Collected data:

= Beginning of Section =

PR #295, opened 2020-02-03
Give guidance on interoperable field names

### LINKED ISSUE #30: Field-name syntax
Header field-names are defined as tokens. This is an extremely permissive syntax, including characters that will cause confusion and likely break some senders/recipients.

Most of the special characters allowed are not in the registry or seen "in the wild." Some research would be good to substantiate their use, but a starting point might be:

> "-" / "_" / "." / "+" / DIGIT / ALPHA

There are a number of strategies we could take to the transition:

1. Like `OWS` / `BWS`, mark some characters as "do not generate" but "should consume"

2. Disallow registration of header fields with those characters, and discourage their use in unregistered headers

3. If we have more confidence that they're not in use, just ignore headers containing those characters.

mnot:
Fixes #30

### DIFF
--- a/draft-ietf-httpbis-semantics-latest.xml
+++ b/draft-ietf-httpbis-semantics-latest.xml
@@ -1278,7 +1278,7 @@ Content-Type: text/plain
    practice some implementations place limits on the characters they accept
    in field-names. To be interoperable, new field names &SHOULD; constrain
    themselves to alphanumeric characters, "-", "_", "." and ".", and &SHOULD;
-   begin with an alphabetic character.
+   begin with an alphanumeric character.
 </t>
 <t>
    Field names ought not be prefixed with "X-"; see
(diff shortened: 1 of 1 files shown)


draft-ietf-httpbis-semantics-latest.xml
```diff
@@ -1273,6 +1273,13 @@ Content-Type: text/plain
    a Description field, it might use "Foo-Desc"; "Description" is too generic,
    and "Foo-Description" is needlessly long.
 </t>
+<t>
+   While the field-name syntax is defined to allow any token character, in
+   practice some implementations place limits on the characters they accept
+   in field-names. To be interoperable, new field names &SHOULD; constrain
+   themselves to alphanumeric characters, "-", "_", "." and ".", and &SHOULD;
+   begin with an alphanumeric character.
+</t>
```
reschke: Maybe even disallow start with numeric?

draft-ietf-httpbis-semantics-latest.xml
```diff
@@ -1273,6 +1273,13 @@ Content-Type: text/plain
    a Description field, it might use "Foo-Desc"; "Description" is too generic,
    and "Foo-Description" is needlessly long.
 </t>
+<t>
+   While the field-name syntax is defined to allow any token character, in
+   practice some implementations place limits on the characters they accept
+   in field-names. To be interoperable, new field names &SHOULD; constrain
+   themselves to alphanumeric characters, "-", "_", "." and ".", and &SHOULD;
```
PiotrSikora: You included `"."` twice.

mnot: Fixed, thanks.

= End of Section =

■ **Exercise prompt**
For each record above, output it exactly as written.

■ **Reply**
PR #295, opened 2020-02-03
Give guidance on interoperable field names

### LINKED ISSUE #30: Field-name syntax
Header field-names are defined as tokens. This is an extremely permissive syntax, including characters that will cause confusion and likely break some senders/recipients.

Most of the special characters allowed are not in the registry or seen "in the wild." Some research would be good to substantiate their use, but a starting point might be:

> "-" / "_" / "." / "+" / DIGIT / ALPHA

There are a number of strategies we could take to the transition:

1. Like `OWS` / `BWS`, mark some characters as "do not generate" but "should consume"

2. Disallow registration of header fields with those characters, and discourage their use in unregistered headers

3. If we have more confidence that they're not in use, just ignore headers containing those characters.

mnot:
Fixes #30

### DIFF
--- a/draft-ietf-httpbis-semantics-latest.xml
+++ b/draft-ietf-httpbis-semantics-latest.xml
@@ -1278,7 +1278,7 @@ Content-Type: text/plain
    practice some implementations place limits on the characters they accept
    in field-names. To be interoperable, new field names &SHOULD; constrain
    themselves to alphanumeric characters, "-", "_", "." and ".", and &SHOULD;
-   begin with an alphabetic character.
+   begin with an alphanumeric character.
 </t>
 <t>
    Field names ought not be prefixed with "X-"; see
(diff shortened: 1 of 1 files shown)


draft-ietf-httpbis-semantics-latest.xml
```diff
@@ -1273,6 +1273,13 @@ Content-Type: text/plain
    a Description field, it might use "Foo-Desc"; "Description" is too generic,
    and "Foo-Description" is needlessly long.
 </t>
+<t>
+   While the field-name syntax is defined to allow any token character, in
+   practice some implementations place limits on the characters they accept
+   in field-names. To be interoperable, new field names &SHOULD; constrain
+   themselves to alphanumeric characters, "-", "_", "." and ".", and &SHOULD;
+   begin with an alphanumeric character.
+</t>
```
reschke: Maybe even disallow start with numeric?

draft-ietf-httpbis-semantics-latest.xml
```diff
@@ -1273,6 +1273,13 @@ Content-Type: text/plain
    a Description field, it might use "Foo-Desc"; "Description" is too generic,
    and "Foo-Description" is needlessly long.
 </t>
+<t>
+   While the field-name syntax is defined to allow any token character, in
+   practice some implementations place limits on the characters they accept
+   in field-names. To be interoperable, new field names &SHOULD; constrain
+   themselves to alphanumeric characters, "-", "_", "." and ".", and &SHOULD;
```
PiotrSikora: You included `"."` twice.

mnot: Fixed, thanks.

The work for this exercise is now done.